Self-organizing pattern of magnetic domains I would like to model an structure like this:

using simple methods like cellular automata or networks.
The picture is signed as "a self-organizing pattern of magnetic domains in cobalt".
I'm not a noob in physics; and  understand enough about magnetic domains.
But can not even imagine how this configuration could arise.
Articles on this topic are not available (or are very expensive).
I will be grateful for any ideas and references about the math
underlying such processes.
 A: The specific figure in the original post seems to originate from design and architecture publications, more specifically books of questionable scientific rigorousness.

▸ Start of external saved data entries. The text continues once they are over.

PR #4294, opened 2020-12-22
Extend SDG managment section to allow content reviews

Senen:
## References

Extends #4269.

## Objectives
Extend the SDG content management section to allow users to review user-provided content. Polls and Legislation Processes are marked as reviewed during creation as administrators users always create them. 

Only an administrator or an SDG manager user can mark the SDG content as reviewed.

Split index into three sections:

1. Pending: List only records pending to be reviewed.
2. All: List all records no matter the review status
3. Marked as reviewed: List only the reviewed records

The search form works within the three sections.

When a user with permission updates the relatable, it is marked as reviewed and a notice is shown to the user "Debate updated successfully and marked as reviewed". The users are always redirected to the "Pending" tab to continue reviewing of others relatables.

## Visual Changes

Captura de pantalla 2021-01-19 a las 15 01 08
Captura de pantalla 2021-01-19 a las 15 01 21
Captura de pantalla 2021-01-19 a las 15 01 40

### DIFF
--- a/app/controllers/sdg_management/relations_controller.rb
+++ b/app/controllers/sdg_management/relations_controller.rb
@@ -2,8 +2,12 @@ class SDGManagement::RelationsController < SDGManagement::BaseController
   before_action :check_feature_flags
   before_action :load_record, only: [:edit, :update]
 
+  FILTERS = %w[pending_sdg_review all sdg_reviewed].freeze
+  has_filters FILTERS, only: :index
+
   def index
     @records = relatable_class
+               .send(@current_filter)
                .accessible_by(current_ability)
                .by_goal(params[:goal_code])
                .by_target(params[:target_code])
--- a/app/controllers/sdg_management/relations_controller.rb
+++ b/app/controllers/sdg_management/relations_controller.rb
@@ -23,7 +23,7 @@ class SDGManagement::RelationsController < SDGManagement::BaseController
   def update
     @record.sdg_target_list = params[@record.class.table_name.singularize][:sdg_target_list]
 
-    redirect_to action: :index
+    redirect_to({ action: :index }, notice: update_notice)
   end
 
   private
@@ -42,5 +42,14 @@ class SDGManagement::RelationsController < SDGManagement::BaseController
 
       check_feature_flag(process_name)
       raise FeatureDisabled, process_name unless Setting["sdg.process.#{process_name}"]
+    end
+
+    def update_notice
+      if @record.sdg_review.present?
+        t("sdg_management.relations.update.notice", relatable: relatable_class.model_name.human)
+      else
+        @record.create_sdg_review!
+        t("sdg_management.relations.update_and_review.notice", relatable: relatable_class.model_name.human)
+      end
     end
 end
--- a/app/models/concerns/sdg/relatable.rb
+++ b/app/models/concerns/sdg/relatable.rb
@@ -10,6 +10,8 @@ module SDG::Relatable
                source: :related_sdg,
                source_type: sdg_type
     end
+
+    has_one :sdg_review, as: :relatable, dependent: :destroy, class_name: "SDG::Review"
   end
 
   class_methods do
--- a/app/models/concerns/sdg/relatable.rb
+++ b/app/models/concerns/sdg/relatable.rb
@@ -28,6 +28,14 @@ module SDG::Relatable
 
       joins(sdg_class.table_name.to_sym).merge(sdg_class.where(code: code))
     end
+
+    def sdg_reviewed
+      joins(:sdg_review)
+    end
+
+    def pending_sdg_review
+      left_joins(:sdg_review).merge(SDG::Review.where(id: nil))
+    end
   end
 
   def related_sdgs
--- a/config/locales/es/sdg_management.yml
+++ b/config/locales/es/sdg_management.yml
@@ -32,3 +32,10 @@ es:
         title: "Nueva meta localizada"
       update:
         notice: "Meta localizada asctualizada correctamente"
+    relations:
+      index:
+        filter: "Filtro"
+        filters:
+          all: "Todos"
+          pending_sdg_review: "Pendientes"
+          sdg_reviewed: "Marcados como revisados"
--- a/config/locales/es/sdg_management.yml
+++ b/config/locales/es/sdg_management.yml
@@ -39,3 +39,7 @@ es:
           all: "Todos"
           pending_sdg_review: "Pendientes"
           sdg_reviewed: "Marcados como revisados"
+      update:
+        notice: "%{relatable} actualizado correctamente"
+      update_and_review:
+        notice: "%{relatable} actualizado correctamente y marcado como revisado"
--- a/spec/factories/sdg.rb
+++ b/spec/factories/sdg.rb
@@ -18,4 +18,13 @@ FactoryBot.define do
   factory :sdg_phase, class: "SDG::Phase" do
     kind { :sensitization }
   end
+
+  factory :sdg_review, class: "SDG::Review" do
+    SDG::Related::RELATABLE_TYPES.map { |relatable_type| relatable_type.downcase.gsub("::", "_") }
+    .each do |relatable|
+      trait :"#{relatable}_review" do
+        association :relatable, factory: relatable
+      end
+    end
+  end
 end
--- a/spec/models/sdg/relatable_spec.rb
+++ b/spec/models/sdg/relatable_spec.rb
@@ -117,6 +117,18 @@ describe SDG::Relatable do
     end
   end
 
+  describe "#sdg_review" do
+    it "returns nil when relatable is not reviewed" do
+      expect(relatable.sdg_review).to be_blank
+    end
+
+    it "returns the review when relatable is reviewed" do
+      review = create(:sdg_review, relatable: relatable)
+
+      expect(relatable.sdg_review).to eq(review)
+    end
+  end
+
   describe ".by_goal" do
     it "returns everything if no code is provided" do
       expect(relatable.class.by_goal("")).to eq [relatable]
--- a/spec/models/sdg/relatable_spec.rb
+++ b/spec/models/sdg/relatable_spec.rb
@@ -170,4 +170,23 @@ describe SDG::Relatable do
       expect(relatable.class.by_target(target.code)).to be_empty
     end
   end
+
+  describe ".pending_sdg_review" do
+    let!(:relatable) { create(:proposal) }
+
+    it "returns records not reviewed yet" do
+      create(:sdg_review, relatable: create(:proposal))
+
+      expect(relatable.class.pending_sdg_review).to match_array [relatable]
+    end
+  end
+
+  describe ".sdg_reviewed" do
+    let!(:relatable) { create(:proposal) }
+    let!(:reviewed_relatable) { create(:sdg_review, relatable: create(:proposal)).relatable }
+
+    it "returns records already reviewed" do
+      expect(relatable.class.sdg_reviewed).to match_array [reviewed_relatable]
+    end
+  end
 end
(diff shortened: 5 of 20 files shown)


spec/factories/sdg.rb
```diff
@@ -14,4 +14,12 @@
 
     target { SDG::Target[code.rpartition(".").first] }
   end
+
+  factory :sdg_revision, class: "SDG::Revision" do
+    %i[budget_investment debate legislation_process poll proposal].each do |model|
+      trait :"#{model}_as_relatable" do
```
javierm, line 20: We use `#{model}_comment` for comments and `for_#{model}` for notifications. Maybe we can follow one of those patterns here as well :thinking:.

spec/factories/sdg.rb
```diff
@@ -14,4 +14,12 @@
 
     target { SDG::Target[code.rpartition(".").first] }
   end
+
+  factory :sdg_revision, class: "SDG::Revision" do
+    %i[budget_investment debate legislation_process poll proposal].each do |model|
```
javierm, line 19: Would it make sense to use `SDG::Related::RELATABLE_TYPES` here?

app/controllers/sdg_management/relations_controller.rb
```diff
@@ -7,6 +7,7 @@ def index
                .accessible_by(current_ability)
                .by_goal(params[:goal_code])
                .by_target(params[:target_code])
+               .by_revision_status(params[:revision_status])
```
javierm, line 10: We usually use `has_filters` in controllers when dealing with this interface :thinking:. Are there complications preventing us from doing so here? Then we could add a couple of scopes to the `SDG::Relatable` concern.

app/controllers/sdg_management/relations_controller.rb
```diff
@@ -19,7 +20,11 @@ def edit
   def update
     @record.sdg_target_list = params[@record.class.table_name.singularize][:sdg_target_list]
 
-    redirect_to action: :index
+    if @record.sdg_revision.blank? && @record.create_sdg_revision
+      flash[:notice] = t("sdg_management.relations.update.notice", relatable: relatable_class.model_name.human)
+    end
```
javierm, line 25: I actually forgot to add the `flash[:notice]` in this action :sweat_smile:. So how about:

```ruby
@record.create_sdg_revision! unless @record.sdg_revision
flash[:notice] = t("sdg_management.relations.update.notice", relatable: relatable_class.model_name.human)
```

And I guess we should update the flash message to be more generic :thinking:.

javierm (commented):
Here's the initial review.

Since changing the controller to use `has_filters` and the views to use the `filter_subnav` partial (as done in may places) would require a few changes, I'll continue after we've decided what to do here.

app/models/concerns/sdg/relatable.rb
```diff
@@ -26,6 +28,18 @@ def by_sdg_related(sdg_class, code)
 
       joins(sdg_class.table_name.to_sym).merge(sdg_class.where(code: code))
     end
+
+    def by_revision_status(revision_status)
+      case revision_status
+      when "pending", nil
+        revised_ids = SDG::Revision.where(relatable_type: self.name).pluck(:relatable_id)
+        where.not(id: revised_ids)
```
javierm, line 36:
```suggestion
        left_joins(:sdg_revision).merge(SDG::Revision.where(id: nil))
```

Or something similar?

db/migrate/20201221100246_create_sdg_revisions.rb
```diff
@@ -0,0 +1,10 @@
+class CreateSDGRevisions < ActiveRecord::Migration[5.2]
+  def change
+    create_table :sdg_revisions do |t|
+      t.references :relatable, polymorphic: true, index: false
+      t.timestamps
+
+      t.index [:relatable_type, :relatable_id], name: "sdg_revisions_unique", unique: true
```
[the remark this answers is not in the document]
Senen: Much better! 👌🏼

app/controllers/sdg_management/relations_controller.rb
Senen: I did not realize we have the `HasFilter` option, never used it before, I think we could use here too. Thanks

app/controllers/sdg_management/relations_controller.rb
Senen: As I am redirecting the user always to the "Pending" tab after the update action I intended to show a more precise notice when the SDG manager is marking the relatable as revised (this happens when the user updates for the first time the relatable from SDG management section) so the user knows that the relatable was marked as revised and moved into "Marked as revised" tab. What do you think about having two notices?

1º Notice for the first relatable update: Proposal was marked as revised and its SDG relations were updated successfully!
2º Notice for subsequent updates: SDGrelations were updated successfully!

The action code could look like:
```
  def update
    @record.sdg_target_list = params[@record.class.table_name.singularize][:sdg_target_list]

    if @record.sdg_revision.blank?
      @record.create_sdg_revision!
      flash[:notice] = t("sdg_management.relations.update_and_revise.notice",
        relatable: relatable_class.model_name.human)
    else
      flash[:notice] = t("sdg_management.relations.update.notice",
        relatable: relatable_class.model_name.human)
    end
    redirect_to action: :index
  end
```

app/models/concerns/sdg/relatable.rb
```diff
@@ -26,6 +28,14 @@ def by_sdg_related(sdg_class, code)
 
       joins(sdg_class.table_name.to_sym).merge(sdg_class.where(code: code))
     end
+
+    def revised
+      joins(:sdg_revision)
+    end
+
+    def pending
```
javierm, line 36: This method might be called as `Proposal.pending`, which might be a bit confusing since we might not know what `pending` means, depending on the context. How about `pending_sdg_review`, so it's similar to other scopes like `pending_review` and `pending_flag_review`?

Senen: I completely agree I did not realize about this!

app/components/sdg_management/relations/subnavigation_component.html.erb
```diff
@@ -0,0 +1,13 @@
+<ul class="tabs">
```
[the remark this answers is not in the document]
Senen: Finally used inheritance. How it looks like to you?

app/models/concerns/sdg/relatable.rb
Senen: Done!

app/controllers/sdg_management/relations_controller.rb
Senen: Ping @javierm, just in case you missed it.

spec/models/sdg/relatable_spec.rb
```diff
@@ -158,4 +170,23 @@
       expect(relatable.class.by_target(target.code)).to be_empty
     end
   end
+
+  describe ".pending_sdg_review" do
+    let!(:relatable) { create(:proposal) }
+
+    it "returns records not reviewed yet" do
+      create(:sdg_review, relatable: create(:proposal)).relatable
```
javierm, line 178: I guess the final `.relatable` is a typo and can be deleted :thinking:.

spec/system/sdg_management/relations_spec.rb
```diff
@@ -88,58 +93,215 @@
...
-      select "4.1", from: "target_code"
-      click_button "Search"
+      expect(page).not_to have_text "I'm a debate"
+      expect(page).to have_text "I'm a reviewed debate"
+    end
 
-      expect(page).to have_content "School"
-      expect(page).not_to have_content "Preschool"
+    describe "search" do
+      describe "on 'pending' tab" do
```
javierm, line 134: Since system specs are very slow, how about adding one case checking the search respects the current filter instead of adding the same cases for each filter?

javierm (commented):
@Senen For some reasons I don't find the option to reply to your comments :thinking:.

Inheritance is fine with me, and having a different flash message is also fine with me.

spec/system/sdg_management/relations_spec.rb
```diff
@@ -88,6 +93,43 @@
...
+    scenario "list records pending to review for the current model by default" do
+      create(:debate, title: "I'm a debate")
+      create(:sdg_review, relatable: create(:debate, title: "I'm a reviewed debate"))
+
+      visit sdg_management_debates_path
+
+      expect(page).to have_text "I'm a debate"
+      expect(page).not_to have_text "I'm a reviewed debate"
+
+      click_link "Pending"
```
javierm, line 105: How about checking the "pending" filter has the active HTML class instead? `expect(page).to have_link "Pending", class: "is-active"`

The "problem" with clicking the link is that the texts we check are already present before clicking the link, and so there might be a potential race condition between the request and the expectations.

app/controllers/sdg_management/relations_controller.rb
```diff
@@ -39,4 +43,15 @@ def check_feature_flags
...
       raise FeatureDisabled, process_name unless Setting["sdg.process.#{process_name}"]
     end
+
+    def update_notice
+      if @record.sdg_review.present?
+        flash[:notice] = t("sdg_management.relations.update.notice",
+          relatable: relatable_class.model_name.human)
+      else
+        @record.create_sdg_review!
+        flash[:notice] = t("sdg_management.relations.update_and_review.notice",
```
javierm, line 53: Is the `flash[:notice]` assignment necessary? :thinking: I mean, what this method returns will be used in the `notice:` param of the `redirect_to` method.

spec/system/sdg_management/relations_spec.rb
Senen: Good catch! Done

config/locales/es/sdg_management.yml
```diff
@@ -27,3 +27,12 @@ es:
...
         notice: "Meta localizada asctualizada correctamente"
+    relations:
+      review_status:
+        all: "Todos"
+        pending_sdg_review: "Pendientes"
+        sdg_reviewed: "Marcados como revisados"
+      update:
+        notice: "%{relatable} marcado como revisado"
+      update_and_review:
+        notice: "%{relatable} marcado como revisado y relaciones ODS actualizadas"
```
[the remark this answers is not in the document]
Senen: Done

config/locales/es/sdg_management.yml
```diff
@@ -27,3 +27,12 @@ es:
         title: "Nueva meta localizada"
       update:
         notice: "Meta localizada asctualizada correctamente"
+    relations:
+      review_status:
+        all: "Todos"
+        pending_sdg_review: "Pendientes"
+        sdg_reviewed: "Marcados como revisados"
+      update:
+        notice: "%{relatable} marcado como revisado"
```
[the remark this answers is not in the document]
Senen: Done

app/controllers/sdg_management/relations_controller.rb
```diff
@@ -39,4 +43,15 @@ def check_feature_flags
       check_feature_flag(process_name)
       raise FeatureDisabled, process_name unless Setting["sdg.process.#{process_name}"]
     end
+
+    def update_notice
+      if @record.sdg_review.present?
+        flash[:notice] = t("sdg_management.relations.update.notice",
```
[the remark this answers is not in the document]
Senen: You are right, it is not necessary! Thanks.

app/controllers/sdg_management/relations_controller.rb
Senen: Fixed!

config/locales/es/sdg_management.yml
```diff
@@ -32,3 +32,12 @@ es:
         title: "Nueva meta localizada"
       update:
         notice: "Meta localizada asctualizada correctamente"
+    relations:
+      review_status:
+        all: "Todos"
+        pending_sdg_review: "Pendientes"
+        sdg_reviewed: "Marcados como revisados"
+      update:
+        notice: "%{relatable} actualizado correctamentes"
```
javierm, line 41: Typo: "correctamente" instead of "correctamentes".

javierm (commented):
Like Columbo used to say: "just one more thing, sir" :wink:.

javierm (approved):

The original source, though, seems to be a paper from the 1950's (e-print, Fig. 5b), and similar-looking pictures can be found in other publications as well (e.g., this paper [e-print] or this PhD dissertation [mirror]).
As for the modeling, i.e., how these patterns can form, it seems that:


*

*a short range ferromagnetism, and

*a longish range (e.g., $\propto r^{-3}$) at least partially anti-ferromagnetic interaction


are the essential ingredients: bubbles and stripes such as this have been shown to arise in ferromagnetic, nearest-neighbor Ising models with dipolar interactions (paper, arxiv; another paper) as well as in spin 1 models with long-range interactions (paper, arxiv, e-print).
With respect to cellular automata or similar models, magnetic-domain-like patterns certainly can be generated (see, e.g., this paper [arxiv] and this [e-print]), as noted by Stephen Wolfram himself (Fig. 13c, remark on page 239), but I didn't find anyone actually modeling the magnetic domains dynamics with cellular automata. That said, magnetic domains have been shown to display features of complex systems at criticality, such as self-organization, avalanches, and fractal geometry.